# The Spam Curve – a theory

I have a theory about the nature of spam and non-spam.  Spam and non-spam, in terms of their legitimacy, are at different ends of the spectrum.  They do not share very many characteristics that are similar, for the most part.  However, there is still that very small proportion of overlap which makes it difficult to tell the difference and makes the 100% spam processing rate difficult.

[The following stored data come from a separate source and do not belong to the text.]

PR #4952, opened 2026-08-19
Remove Bitcoin Knots from wallet selector

arthurbouquet:
Since release v29.3.knots20260508 (May 2026), the standard Bitcoin Knots build enforces BIP-110 (RDTS), a soft fork restricting arbitrary data in transactions. Mandatory enforcement began at block 961,632 on August 8, 2026, despite miner signaling never exceeding ~2.5% of hashrate (well below the 55% threshold). Knots-enforcing nodes rejected the first non-signaling block at that height and split onto their own chain.

The two chains have not reconverged. Bitcoin's main chain, followed by the overwhelming majority of hashrate and by Bitcoin Core, has continued producing blocks at the normal rate and is now well past block 963,000. The Knots/RDTS chain, mined intermittently by a single pool (Roughnecks/ Ocean), has produced only 4 blocks in the same period and stalled at block 961,635.

Luke Dashjr, Knots' maintainer, has since announced a second, more fundamental break: a planned proof-of-work change from SHA-256d to BLAKE2b (algorithm confirmed August 11, targeted for September 1, 2026), intended to let the RDTS chain mine independently of Bitcoin's SHA-256 hashrate and difficulty. Unlike the RDTS soft fork, this is a hard fork by design, producing an entirely separate network and asset. Dashjr was subsequently removed as a Bitcoin BIP editor over his role in BIP-110.

A "pre-RDTS" Knots build without any of this enforcement does exist and stays on Bitcoin's main chain, but it is not the default download, and nothing on the current wallet selector page distinguishes between the two builds.

As it stands, a user who downloads the standard Bitcoin Knots build today is not running the same network as Bitcoin Core users and the rest of the Bitcoin ecosystem, and is on a path toward an even more divergent chain in September. This removes the Bitcoin Knots entries (Windows/Mac/Linux) from the wallet selector.

References:
- https://www.kucoin.com/news/flash/bip-110-fork-chain-mined-only-4-blocks-in-7-days-plans-to-switch-to-blake2b-in-september
- https://cryptorank.io/news/feed/844e6-luke-dashjr-blake2b-bip110-pow-algorithm
- https://cryptorank.io/news/feed/1e756-luke-dashjr-removed-as-bitcoin-bip-editor
- https://start9.com/bip110/


Cobra-Bitcoin:
This will be the second wallet we've removed in a month due to the potential for loss of funds. It's very sneaky to put people on a different chain and not make that clear. There's no replay protection. The users we're pointing to these wallets have no idea about chains and forks and many of them don't even speak English and aren't keeping up closely with events. They just see a wallet recommended by what they believe is Bitcoin's "official" site and trust us that everything will be fine.

**ACK** on removing it.

FWIW I still have a lot of respect for Luke. I ran Knots for years before it was cool, he always had his quirks but the community worked around them and his contributions made it worth it to deal with him. He's obviously some kind of autistic genius who follows ideas _too logically_ to their extreme conclusion. I think a certain crowd took advantage of his nature and made him into their champion. He is the public face but there are nyms behind 110 who are running that operation for some ulterior motive.

crwatkins:
ACK.  Bitcoin Knots currently provides a wallet which by default makes it difficult for users to keep funds safe.

devdavidejesus:
ACK on removing Knots from bitcoin.org

PR #4976, opened 2026-08-25
Design proposal: guided wallet journey for choose-your-wallet

devdavidejesus:
Design proposal, opened as a draft for feedback before any implementation.

**Live preview:**
https://raw.githack.com/devdavidejesus/Bitcoin.org/proposal-wallet-journey-2026/_prototypes/wallet-journey-2026-prototype.html

(Single self-contained file — it can also be downloaded from this PR and opened in any browser.)

## Proposal

- **Guided path**: three plain-language questions become criteria filters — never endorsements. Every vetted wallet that matches is shown, shuffled (same no-favorites philosophy as `shuffleWalletRows()`). Long-term storage results in a category (hardware), not a brand.
- **Browse path**: the comparison table remains, one glyph per cell, legend stated once, detail on demand.

Static Jekyll + vanilla JS; browse doubles as the noscript fallback; the guided path filters the per-platform scores already in `_wallets/*.md`. Prototype data is illustrative.

If the direction holds, implementation comes as small reviewable PRs.

### DIFF
--- a/_prototypes/wallet-journey-2026-prototype.html
+++ b/_prototypes/wallet-journey-2026-prototype.html
@@ -1,0 +1,492 @@
+<!DOCTYPE html>
+<html lang="en">
+<head>
+<meta charset="utf-8">
+<meta name="viewport" content="width=device-width, initial-scale=1">
+<title>bitcoin.org — Find your wallet (2026 design prototype)</title>
+<style>
+  :root{
+    --orange:#F7931A; --orange-dk:#D97B06; --navy:#14213D; --navy2:#22304F;
+    --ink:#24292F; --gray:#69707A; --line:#E4E7EB;
+    --paper:#F7F8FA; --card:#FFFFFF; --soft:#FBF7F0;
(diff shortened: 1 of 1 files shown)


devdavidejesus:
--> DO NOT MERGE <--

Cobra-Bitcoin:
I think the guided flow we have on the site now is fine as it is. We also shouldn't introduce new text that needs to be translated. The problem on the site right now is when the user is finished and is presented with the results, the results page is too busy.

I like how the results are presented here. This is much better in that respect. It's an improvement over what we have now.

Also right now if you go to an individual wallet (https://bitcoin.org/en/wallets/mobile/ios/unstoppable/?step=5&platform=ios) you will notice it has too much going on too, maybe we can simplify that and present that same information in a better way.

devdavidejesus:
Agreed on all three points. Closing this draft and implementing as two small PRs:

1. **Results table**: one glyph per cell, single legend, detail on demand.
2. **Individual wallet pages**: same information, reorganized — scores in one compact strip, per-criterion detail collapsed.

No new translatable strings — both changes reuse existing translated text and reduce it.

PR #4978, opened 2026-08-25
Declutter the wallet results table

devdavidejesus:
Follow-up to the feedback on #4976: the results page declutter, scoped to reuse-only.

- One glyph per cell: the per-cell score words become visually hidden (kept in the DOM for screen readers).
- The score legend moves from below the table to above it, stated once.
- Everything reuses the existing `wallet-scoring-*` translated strings — no new translatable text.

### DIFF
--- a/_includes/layout/base/wallets-selector.html
+++ b/_includes/layout/base/wallets-selector.html
@@ -475,6 +475,13 @@ https://opensource.org/licenses/MIT.
             </div>
           </div>
 
+          <div class="wallet-score-legend">
+            <span class="wallet-legend-item"><span class="wallet-score wallet-good"></span>{% translate wallet-scoring-good choose-your-wallet %}</span>
+            <span class="wallet-legend-item"><span class="wallet-score wallet-pass"></span>{% translate wallet-scoring-pass choose-your-wallet %}</span>
+            <span class="wallet-legend-item"><span class="wallet-score wallet-caution"></span>{% translate wallet-scoring-fail choose-your-wallet %}</span>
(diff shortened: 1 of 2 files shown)


crwatkins:
Do you have a preview or at least a screenshot?

The last time we made changes in wallet selection flow we had a professional design team with weekly meetings and months long discussions, refinement, and reviews.   I'm definitely not proposing that we do that again, but I do need to contrast that with what is going on now which seems a bit on the reckless side.  I just wasted quite a bit of my time reviewing #4976 trying to figure out how to fix the numerous little problems with it and in general not being too happy with the overall tone of it.

devdavidejesus:
Live preview of this change (built page): https://raw.githack.com/devdavidejesus/Bitcoin.org/preview-declutter/results.html?step=5&platform=ios

Cobra-Bitcoin:
Ideally what we are trying to do is just take the old version of the wallet page and apply a new skin on top.

crwatkins:
The "for your operating system title" doesn't make any sense when you selelct a hardware wallet.   There are other little nits (such as those orange arrows and the count of the number of wallets in such a prominent position) and slight layout problems on different platforms that may not really matter, but are not an improvement.

I get we want this page to match the new look, but it should be at least as functional and well tested as the previous design.

devdavidejesus:
I'm going to step back from this one. I tried to contribute on the design side, but I realized it's not my strength. The feedback made it clear that this area deserves more attention than I can give it. I'll close the PRs. Thanks, guys.

PR #4987, opened 2026-08-30
Add a transaction fees page

devdavidejesus:
Adds a transaction fees page at /fees/ for newcomers wondering what it costs to send Bitcoin:

- Live fee estimates by confirmation target, in sat/vB plus the approximate cost of a simple (~140 vB) transaction in sats and USD
- Plain-language sections: what a fee is, why fees change, how sat/vB works, choosing a fee, stuck transactions (mempool/RBF), and Lightning for small payments — with links to /en/resources#lightning and /en/spend-bitcoin
- Live data fetched client-side from mempool.space with blockstream.info as a fallback, briefly cached in localStorage; the page degrades gracefully if the APIs are unreachable and never handles funds
- English-only and gated in the menus, following the /price/ pattern and visual identity; the FAQ menu entry moves to the end so Price and Fees sit together; one menu translation key added

Static copy contains no perishable numbers, so it stays accurate as fee conditions change.

### DIFF
--- a/_includes/layout/base/footer-menu.html
+++ b/_includes/layout/base/footer-menu.html
@@ -134,6 +134,9 @@ https://opensource.org/licenses/MIT.
           <a href="/price/">{% translate menu-price layout %}</a>
       {% endif %}
       {% if page.lang == 'en' %}
+          <a href="/fees/">{% translate menu-fees layout %}</a>
+      {% endif %}
+      {% if page.lang == 'en' %}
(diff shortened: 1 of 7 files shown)


devdavidejesus:
@Cobra-Bitcoin live preview of the page, built from this branch: https://raw.githack.com/devdavidejesus/Bitcoin.org/preview-fees/fees.html — the fee estimates load live in the browser (the APIs allow cross-origin requests), so this is exactly how the page behaves.

PR #68, opened 2019-09-25
fix(encode): validate int range

### LINKED ISSUE #67: Value that is too big for an uint32 is successfully encoded and decoded
I have this protocol buffer definition:
```
syntax = "proto3";

message Uint {
  uint32 u = 1;
}
```
When I create a value that's too big for a 32 bit unsigned integer, encoding and decoding surprisingly works:
```
iex(10)> Uint.decode(Uint.encode(Uint.new(u: 12345678901234567890)))
%Uint{u: 12345678901234567890}
```
If I use a different library to decode the result, I get a shorter value:
```
iex(9)> Uint.encode(Uint.new(u: 12345678901234567890))
<<8, 210, 149, 252, 216, 206, 177, 170, 170, 171, 1>>
iex(10)> Proto2Test.Uint.decode(<<8, 210, 149, 252, 216, 206, 177, 170, 170, 171, 1>>)
%Proto2Test.Uint{u: 3944680146}
```
I think the `3944680146` value looks better, definitely fits into a 32 bit unsigned integer.

tony612:
Fixes #67

### DIFF
--- a/.travis.yml
+++ b/.travis.yml
@@ -30,4 +30,5 @@ script:
   - mix test
   - mix test.integration
   - mix hex.build
-  - mix format --check-formatted
+  # Only run for latest version
+  - '[[ "$TRAVIS_ELIXIR_VERSION" =~ 1.[6-8] ]] || mix format --check-formatted'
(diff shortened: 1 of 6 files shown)


whatyouhide:
Raising a `FunctionClauseError` is pretty hard to debug when this problem happens. Any chance that we can raise a more meaningful error?

tony612:
@whatyouhide Changed it a little bit. Thank you!

PR #70, opened 2019-11-05
Improve performance of __default_struct__/0

whatyouhide:
In this code we're building the default struct for Proto2 at compile time, and then building off from that struct to make the proto3 struct **at runtime**. There's no need to do that at runtime as far as I can tell, we can just do that at compile time too. That makes `MyProtoSchema.new()` about 3.5x faster from my benchmarks.

cc @tony612

### DIFF
--- a/lib/protobuf/dsl.ex
+++ b/lib/protobuf/dsl.ex
@@ -27,6 +27,11 @@ defmodule Protobuf.DSL do
     enum_fields = enum_fields(msg_props, false)
     default_struct = Map.put(default_fields, :__struct__, env.module)
 
+    default_struct_proto3 =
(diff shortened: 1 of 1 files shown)


relistan:
Would love to see this merged.

tony612:
Thanks! I don't know why I wrote code like that 🤦🏻‍♂️

relistan:
@tony612 Thank you! Can we get a release with this? 🚀

whatyouhide:
Ping @tony612, any chance to get a release for this? 🤗

tony612:
@whatyouhide I found an issue with this PR https://github.com/tony612/protobuf-elixir/issues/74

tony612:
@whatyouhide 0.7.0 is released with this.

PR #72, opened 2019-11-20
Adds a mix compiler task, based on `protoc`

jeanparpaillon:
This compiler can be added to project's list of compilers By default,
it will look for files in `proto` dir and output generated files in
`lib.proto`.

See `Mix.Tasks.Compile.Proto` module doc for additional options


tony612:
Sorry, I didn't see many benefits of having this. I prefer using `protoc`, which is simple, reliable and straightforward. But I guess you can make it a separated hex package shared within your company. Or you can use Makefile to avoid running `protoc` over and over.

PR #73, opened 2019-11-20
Encode required enums for proto2

mackeyja92:
This MR fixes the encoder when it is encoding required enums in proto2 by not skipping them when they are the "default" value.

A specific example that I have ran into that was causing issues is encoding `CommandAck` from the Pulsar protobuf [spec](https://github.com/apache/pulsar/blob/master/pulsar-common/src/main/proto/PulsarApi.proto). 

```protobuf
message CommandAck {
    enum AckType {
        Individual = 0;
        Cumulative = 1;
    }

    required uint64 consumer_id       = 1;
    required AckType ack_type         = 2;
    ...
}
```

```elixir
%Proto.CommandAck{
  ack_type: 0,
  consumer_id: 1,
  ...
}
```

`ack_type` is a required enum. This library was skipping encoding due to it being the default value which causes the pulsar server to close the connection and log an exception saying the message was missing fields. 

Encoding the above struct with this library outputs the following binary.

```elixir
<<8, 1, 26, 27, 8, 123, 16, 200, 3, 24, 255, 255, 255, 255, 255, 255, 255, 255, 255, 1, 32, 255, 255, 255, 255, 255, 255, 255, 255, 255, 1, 48, 0, 56, 0>>
```
I tested encoding the same struct with `:exprotobuf` library and the output is a little different.

```elixir
<<8, 1, 16, 0, 26, 27, 8, 123, 16, 200, 3, 24, 255, 255, 255, 255, 255, 255, 255, 255, 255, 1, 32, 255, 255, 255, 255, 255, 255, 255, 255, 255, 1, 48, 0, 56, 0>>
```

With this fix, the output from this library is the same as `:exprotobuf`.

### DIFF
--- a/lib/protobuf/encoder.ex
+++ b/lib/protobuf/encoder.ex
@@ -42,7 +42,7 @@ defmodule Protobuf.Encoder do
   end
 
   def encode_fields([prop | tail], syntax, struct, oneofs, acc) do
-    %{name_atom: name, oneof: oneof, enum?: is_enum, type: type} = prop
+    %{name_atom: name, oneof: oneof} = prop
 
     val =
       if oneof do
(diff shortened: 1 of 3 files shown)


tony612:
Thank you!

Issue #76, opened 2019-12-05
Raise exceptions if incorrect types are passed into `new`


keathley:
Currently, no checks are done when passing attributes to `new/2`. This means that it's possible to pass incorrect types or sub-messages while constructing a new struct. In most cases these errors won't be caught until the message is decoded since the encoder doesn't perform validations while it's encoding. To make this more concrete let's say that we have these definitions:

```elixir
defmodule Foo do
  @moduledoc false
  use Protobuf, syntax: :proto3

  defstruct [:id]

  field :id, 1, type: :int32
end

defmodule Bar do
  @moduledoc false
  use Protobuf, syntax: :proto3

  defstruct [:id]

  field :id, 1, type: :string
end

defmodule Baz do
  @moduledoc false
  use Protobuf, syntax: :proto3

  defstruct [:foo]

  field :foo, 1, type: Foo
end 
```

It's currently possible to do this:

```elixir
Baz.new(foo: Bar.new(id: "test")) |> Baz.encode()
<<10, 6, 10, 4, 116, 101, 115, 116>>
```

Errors like this won't be caught until the client attempts to decode the message on the other end.

## Proposal

I'd like to suggest that we check inputs as part of `new` and raise an exception if the value doesn't match the correct type. I believe that raising is the correct approach here because calling new with invalid data is equivalent to an `ArgumentError`. I don't believe that there's any recovery the user could take if they pass the wrong arguments to the function and its better to raise loudly so they're aware of the issue.

Obviously this would only work if the user calls `new` and doesn't work if they build the struct themselves. I'm not sure if that's an acceptable tradeoff or not.

I'm happy to work on submitting a PR for these changes if you believe that the idea has merit. But I wanted to make sure you thought this was a reasonable addition before I did the work on it.

whatyouhide:
> Obviously this would only work if the user calls new and doesn't work if they build the struct themselves. I'm not sure if that's an acceptable tradeoff or not.

This is how most things in Elixir work, so I strongly suggest that this is an acceptable tradeoff :)

@keathley we also don't check the field names in `new/1`, FWIW 😄

haljin:
I always wondered why aren't the defaults filled out when you just make the raw struct? You could feed default values to `defstruct` based off protobuf types?

PR #77, opened 2019-12-06
Raise on non-existing fields in Protobuf.Builder.new/2

whatyouhide:
cc @keathley as mentioned in #76 and cc @tony612 for review 🙃

### DIFF
--- a/lib/protobuf.ex
+++ b/lib/protobuf.ex
@@ -16,6 +16,10 @@ defmodule Protobuf do
       def new(attrs) do
         Protobuf.Builder.new(__MODULE__, attrs)
       end
+
+      def new!(attrs) do
+        Protobuf.Builder.new!(__MODULE__, attrs)
+      end
     end
   end
 
--- a/lib/protobuf/builder.ex
+++ b/lib/protobuf/builder.ex
@@ -4,37 +4,11 @@ defmodule Protobuf.Builder do
   end
 
   def new(mod, attrs) do
-    case attrs do
-      %{__struct__: _} ->
-        attrs
+    new_maybe_strict(mod, attrs, _strict? = false)
+  end
 
-      _ ->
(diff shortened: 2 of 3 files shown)


whatyouhide:
Ping @tony612 :)

tony612:
@whatyouhide Thanks for the PR. I'm thinking if it's better to have a `new!` function and keep the original one. The reason is sometimes I found it's useful to use a superset map to create a pb struct. How do you like it? @keathley

whatyouhide:
@tony612 we use this library pretty extensively at work and in my experience this is definitely an extremely unexpected behaviour, so much so that I've always considered this a bug. I think it's much more common to misspell a field name and only catch it when encoding than to desire this behaviour. Ultimately, up to you, I can create new! :)

tony612:
@whatyouhide I guess that's why we have both `struct` and `struct!`? Sometimes we specify the keys explicitly
```
Foo.new(a: 1, b: "foo")
```
But sometimes we use a map to build it like
```
map = got_from_somewhere_else()
Foo.new(map)
```
It's hard to guarantee the `map` in the later example match very well with our struct, especially in a dynamic language like Elixir.

whatyouhide:
@tony612 okay, we'll switch completely to `new!` and forget about `new` then 😄 I updated the PR, can you take a look?

tony612:
@whatyouhide Looks like `new!` should be used in the test?

whatyouhide:
Yep, I actually forgot to push this code but we need to generate the `new!/1` function in protobuf modules too 😄 I just pushed the new code and the updated test!

keathley:
Sorry I didn't respond earlier. I'm glad y'all ended up using `new!` since it allows `new` to remain "open" which should allow more re-use of existing maps. :+1:

PR #80, opened 2019-12-19
Generate enum types

haljin:
The protoc plugin generates structs for `message`s together with their types. It doesn't however do that for `enum`s and it could be very helpful to generate types for enums too, so that they can be reffered to in other areas of the code.

Let me know what you think :)

### DIFF
--- a/lib/protobuf/protoc/generator/enum.ex
+++ b/lib/protobuf/protoc/generator/enum.ex
@@ -10,8 +10,18 @@ defmodule Protobuf.Protoc.Generator.Enum do
     fields = Enum.map(desc.value, fn f -> generate_field(f) end)
     msg_name = Util.mod_name(ctx, ns ++ [name])
     generate_desc = if ctx.gen_descriptors?, do: desc, else: nil
+    type = generate_type(desc.value)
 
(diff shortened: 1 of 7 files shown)


lib/protobuf/protoc/generator/enum.ex
```diff
@@ -10,8 +10,18 @@ defmodule Protobuf.Protoc.Generator.Enum do
...
+    type = generate_type(desc.value)
 
-    Protobuf.Protoc.Template.enum(msg_name, msg_opts(ctx, desc), fields, generate_desc)
+    Protobuf.Protoc.Template.enum(msg_name, msg_opts(ctx, desc), fields, type, generate_desc)
+  end
+
+  def generate_type(fields) do
+    field_values =
+      fields
+      |> Enum.map(fn f -> ":#{f.name} | #{f.number}" end)
```
tony612: I think we only need `integer` instead of every number because the reason we may get integer as enum is the protobuf may include an unknown enum, which should also be handled based on Protobuf's spec.

haljin: Sure sounds reasonable :)

amiel:
I am looking forward to being able to use this. Has it been released?

tony612:
@amiel No. I will release the new version recently with other changes.

amiel:
Thanks!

x                                                     o
x                                                     o
xx                                                   oo
xx                                                   oo
xxx                                                 ooo
xxx                                                 ooo
xxx                                                 ooo
xxxx                                               oooo
xxxxx                                             ooooo
xxxxxx                                           oooooo
xxxxxxxx                                         oooooo
xxxxxxxxxxxxx                             ooooooooooooo
xxxxxxxxxxxxxxxxxxxxxxxxxx   oooooooooooooooooooooooooo

If this is the legitimacy scale, then the above picture is spam on the left and the right one is non-spam.  They are both mostly concentrated on the opposite sides of the graph, but note that there are very long tails at the end of the curve.  Thus, the distribution of spam and non-spam would appear to be the following in practice:

x                                 o
x                                 o
xx                               oo
xx                               oo
xxx                             ooo
xxx                             ooo
xxx                             ooo
xxxx                           oooo
xxxxx                         ooooo
xxxxxx                       oooooo
xxxxxxxx                     oooooo
xxxxxxxxxxxxx         ooooooooooooo
xxxxxxoxoxoxoxoxoxoxoxoxoxoxoxooooo

In these charts, the horizontal axis is legitimacy of the message and the vertical axis is the number (or concentration) of those messages.  Spam and non-spam, in their usual form, are either incredibly spammy or very legitimate.  However, we see some overlap between the two types of messages, and it is this overlap that is the most difficult type of message to filter since it shares characteristics of spam and non-spam messages.

This figure, from here on out, I will refer to as the Spam Curve.  I would like to point out that even though the figures are the same size, the amount of spam vastly outnumbers the amount of non-spam.  The figures are not drawn to scale.

I have also considered naming this curve after myself.  Perhaps the Zpam Curve (where zpam is pronounced spam) is a candidate.  Another candidate is the Spamm Curve.  A third was the Z-Spam Curve.  Maybe I should just forget the cutesie names and stick with Spam Curve.